French leftists in talks on joint candidacy for legislative elections
The main left-wing parties in France have agreed this Monday to present a single candidacy in each constituency for the French legislative elections to be held on June 30 and July 7.
In a letter they distributed at the end of the meeting attended by La Francia Insumissa (LFI), the Socialists, Greens and Communists spoke of their “desire to present a program of social and ecological rupture” that confronts the Macronist project and the “racist” one of the extreme right.
Although there is no mention of a concrete agreement, the parties imply that they will negotiate a joint program and which candidates will represent them. This will be an extremely complex agreement. The submission of candidates for the elections ends on June 16.

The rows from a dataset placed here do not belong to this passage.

PR #6354, opened 2023-10-23
Automated OAS Update

kong-apiops:
Generated OAS files from platform-api


lena-larionova (approved):

Guaris (approved):
Reviewed control planes config, different format is because new one gets built in platform-api

PR #6395, opened 2023-10-29
fix: Custom Resource Definitions

Rajakavitha1:
### Description

ported content to 3.0
 

### Testing instructions

Preview link: 

### Checklist 

- [x] Review label added 


czeslavo:
Do we want to split the reference into one file per CRD? If so, I think this should not be done manually as the CRDs reference is generated in KIC. If want to go with one file per CRD we should change the way it's generated in KIC. @mheap

mheap:
Let's keep them as a single file. I'll push a page that we can overwrite with new CRDs at release

mheap (approved):

PR #6406, opened 2023-10-30
fix(opentelemetry): address invalid request to set up plugin

samugi:
### Description

The request documented to configure the Opentelemetry plugin is invalid because it uses a dot `.` in the name of the attribute, which is interpreted as a field separator in the curl form data.

This updates the documentation without changing the example, using JSON instead of form data to allow passing a name that includes a dot.

### Testing instructions

Preview link: 

### Checklist 

- [x] Review label added 


lena-larionova (approved):
LGTM - tested a bunch of formats, your way is the only one that worked here.

PR #6436, opened 2023-11-02
Automated OAS Update

kong-apiops:
Generated OAS files from platform-api

### DIFF
--- a/api-specs/Konnect/v2/yaml/portal-management.yaml
+++ b/api-specs/Konnect/v2/yaml/portal-management.yaml
@@ -11,6 +11,8 @@ servers:
     description: US Region Base URL
   - url: https://eu.api.konghq.com/v2
     description: EU Region Base URL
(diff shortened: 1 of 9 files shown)


api-specs/Konnect/v2/yaml/portal-management.yaml
```diff
@@ -2667,6 +2667,7 @@ components:
           enum:
             - us
             - eu
+            - au
```
lena-larionova, line 2670: Is the au region publicly available yet? If not, we might have some issues with using these automated updates to pull specs into the docs, since we're getting some non-public changes. @mheap @acgoldsmith

cloudjumpercat: @lena-larionova It's only available to new customers. It will be available to all customers next week.

cloudjumpercat (approved):
LGTM!

PR #6464, opened 2023-11-06
Updating link to IETF Draft

rLitto:
RateLimit header fields for HTTP -> https://datatracker.ietf.org/doc/draft-ietf-httpapi-ratelimit-headers/

### Testing instructions

Preview link: 

### Checklist 

- [x] Review label added 


tysoekong:
After PR, the hyperlink points directly back at the approved IETF RFC, which seems correct to me.

lena-larionova (approved):
Nice catch, thanks for the fix! Agree with you, that looks like a more accurate & evergreen doc; the old one redirects to an outdated doc that's in "Replaced" status.

LGTM

lena-larionova:
Merging with failed smoke test; it's only failing because the build was blocked because it's from a fork. We'll get that check to skip in the future :)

“We will present a severance program for the first 100 days of the ‘new Popular Front’ government,” he said in the letter, referring to the left-wing coalition in France between 1936 and 1938.
As soon as President Emmanuel Macron announced his electoral lead on Sunday, following the landslide victory of Marine Le Pen’s far-right French left in the scant hours of socialist François Hollande’s five years in power (2012-2017), progressives rushed to launch a call for unity to revisit the short-lived formula of the NUPES coalition.
The coalition was launched in the 2022 legislative elections, with results below expectations – far from the promised majority – and integrated La Francia Insumisa, the Socialists, the Greens and the Communists, although it quickly dissolved due to internal differences.
As happened this Sunday, this Monday there were numerous youth demonstrations against the extreme right in large French cities, most of them spontaneous. In Paris, the march started at the Place de la République and then spread through the streets of the city.
The country’s main unions have announced a weekend of mobilisation against a hypothetical government led by the Lepenist far-right.